(Beginning of DATASET RECORDS)

PR #1798, opened 2024-09-23
Feature/gsye 766

hannesdiedrich:

## Proposed changes

-

**GSY_FRAMEWORK_BRANCH**=feature/GSYE-766

### DIFF
--- a/src/gsy_e/gsy_e_core/non_p2p_handler.py
+++ b/src/gsy_e/gsy_e_core/non_p2p_handler.py
@@ -1,4 +1,5 @@
 from gsy_framework.constants_limits import GlobalConfig
+from gsy_framework.exceptions import GSyException
 
 
 class NonP2PHandler:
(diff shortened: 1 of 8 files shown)


BigTava (dismissed):
Forgot to submit my review here. LGTM once print removed.

src/gsy_e/gsy_e_core/sim_results/endpoint_buffer.py
```diff
@@ -237,6 +238,8 @@ def _structure_results_from_area_object(target_area: "AreaBase") -> Dict:
         area_dict = {}
         area_dict["name"] = target_area.name
         area_dict["uuid"] = target_area.uuid
+        if target_area.is_home_area and gsy_e.constants.RUN_IN_NON_P2P_MODE:
+            area_dict["non_p2p"] = True
```
spyrostz, line 242: This is the only think that raises my eyebrow in this list of PRs actually. Not a problem since it is "only" in the results, however Not certain, however it might be better if we added a global constant as a part of the results. The disadvantage of this is that the detection of "home areas" will need to happen in gsy-framework, thus being slightly more complex than here. Thus, please ignore this suggestion and if we find the need for additional logic in the results service in the future, we can rethink about this approach.

src/gsy_e/gsy_e_core/non_p2p_handler.py
```diff
@@ -1,19 +1,35 @@
...
 
 
 class NonP2PHandler:
     """Handles non-p2p case"""
 
     def __init__(self, scenario: dict):
         self.non_p2p_scenario = scenario
+        self._energy_sell_rate = 0.0
+        self._energy_buy_rate = 0.0
+        self._get_energy_rates_from_infinite_bus(scenario)
```
spyrostz, line 12: For now this is good. However, keep in mind that in the future we might need to set different energy rates per home. We will deal with it when we need it though, nothing to do for now.

spyrostz (dismissed):
LGTM

src/gsy_e/gsy_e_core/sim_results/endpoint_buffer.py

(End of DATASET RECORDS)

PROBLEM TO WORK ON:
Copy out all of the lines above exactly.

REPLY:
PR #1798, opened 2024-09-23
Feature/gsye 766

hannesdiedrich:

## Proposed changes

-

**GSY_FRAMEWORK_BRANCH**=feature/GSYE-766

### DIFF
--- a/src/gsy_e/gsy_e_core/non_p2p_handler.py
+++ b/src/gsy_e/gsy_e_core/non_p2p_handler.py
@@ -1,4 +1,5 @@
 from gsy_framework.constants_limits import GlobalConfig
+from gsy_framework.exceptions import GSyException
 
 
 class NonP2PHandler:
(diff shortened: 1 of 8 files shown)


BigTava (dismissed):
Forgot to submit my review here. LGTM once print removed.

src/gsy_e/gsy_e_core/sim_results/endpoint_buffer.py
```diff
@@ -237,6 +238,8 @@ def _structure_results_from_area_object(target_area: "AreaBase") -> Dict:
         area_dict = {}
         area_dict["name"] = target_area.name
         area_dict["uuid"] = target_area.uuid
+        if target_area.is_home_area and gsy_e.constants.RUN_IN_NON_P2P_MODE:
+            area_dict["non_p2p"] = True
```
spyrostz, line 242: This is the only think that raises my eyebrow in this list of PRs actually. Not a problem since it is "only" in the results, however Not certain, however it might be better if we added a global constant as a part of the results. The disadvantage of this is that the detection of "home areas" will need to happen in gsy-framework, thus being slightly more complex than here. Thus, please ignore this suggestion and if we find the need for additional logic in the results service in the future, we can rethink about this approach.

src/gsy_e/gsy_e_core/non_p2p_handler.py
```diff
@@ -1,19 +1,35 @@
...
 
 
 class NonP2PHandler:
     """Handles non-p2p case"""
 
     def __init__(self, scenario: dict):
         self.non_p2p_scenario = scenario
+        self._energy_sell_rate = 0.0
+        self._energy_buy_rate = 0.0
+        self._get_energy_rates_from_infinite_bus(scenario)
```
spyrostz, line 12: For now this is good. However, keep in mind that in the future we might need to set different energy rates per home. We will deal with it when we need it though, nothing to do for now.

spyrostz (dismissed):
LGTM

src/gsy_e/gsy_e_core/sim_results/endpoint_buffer.py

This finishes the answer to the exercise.